***** Provided data *****
PR #2975, opened 2025-12-24
Track exit offers

vegaro:
Adds tracking for exit offers. The event means "An exit offer should be loaded now", or "An exit offer is configured and will be followed". The exit offer paywall will track an impression itself.

### DIFF
--- a/purchases/src/test/java/com/revenuecat/purchases/common/backend/BackendPaywallEventTest.kt
+++ b/purchases/src/test/java/com/revenuecat/purchases/common/backend/BackendPaywallEventTest.kt
@@ -59,6 +59,26 @@ class BackendPaywallEventTest {
         )
     ).map { it.toBackendEvent() })
 
+    private val exitOfferEventRequest = EventsRequest(listOf(
+        BackendStoredEvent.Paywalls(
+            BackendEvent.Paywalls(
+                id = "exit-offer-id",
+                version = 1,
+                type = PaywallEventType.EXIT_OFFER.value,
+                appUserID = "appUserID",
+                sessionID = "sessionID",
+                offeringID = "offeringID",
+                paywallRevision = 3,
+                timestamp = 123456789,
+                displayMode = "fullscreen",
+                darkMode = false,
+                localeIdentifier = "en_US",
+                exitOfferType = "dismiss",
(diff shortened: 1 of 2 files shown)


purchases/src/main/kotlin/com/revenuecat/purchases/paywalls/events/PaywallEvent.kt
```diff
@@ -27,6 +27,27 @@ enum class PaywallEventType(val value: String) {
...
+enum class ExitOfferType(val value: String) {
+    /**
+     * An exit offer shown when the user attempts to dismiss the paywall without interacting.
+     */
+    DISMISS("dismiss"),
+
+    /**
+     * An exit offer shown when the user dismisses the paywall after some interaction (e.g., cancelling a purchase).
+     */
+    ABANDONMENT("abandonment"),
```
facumenzella: We don't support this yet, so I would just remove it

ui/revenuecatui/src/main/kotlin/com/revenuecat/purchases/ui/revenuecatui/data/PaywallViewModel.kt
```diff
@@ -183,13 +185,17 @@ internal class PaywallViewModelImpl(
...
         trackPaywallClose()
+        val exitOffering = if (!_purchaseCompleted.value) {
+            _preloadedExitOffering.value
+        } else {
+            null
+        }
+        if (exitOffering != null) {
+            trackExitOffer(ExitOfferType.DISMISS, exitOffering.identifier)
+        }
+        paywallPresentationData = null
```
facumenzella, line 196: Is it possible that we are tracking exit offer, even if `shouldDisplay` will return false?

facumenzella: I guess it's not THAT important because we'll get another impression, right?

vegaro: right exit offer basically means "an exit offer should be displayed now". If there's no impression it means it was never shown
*****
Locate the lines above that hold the word "purchases". Show every one of them.

- [Answer to the problem]:
--- a/purchases/src/test/java/com/revenuecat/purchases/common/backend/BackendPaywallEventTest.kt
+++ b/purchases/src/test/java/com/revenuecat/purchases/common/backend/BackendPaywallEventTest.kt
purchases/src/main/kotlin/com/revenuecat/purchases/paywalls/events/PaywallEvent.kt
ui/revenuecatui/src/main/kotlin/com/revenuecat/purchases/ui/revenuecatui/data/PaywallViewModel.kt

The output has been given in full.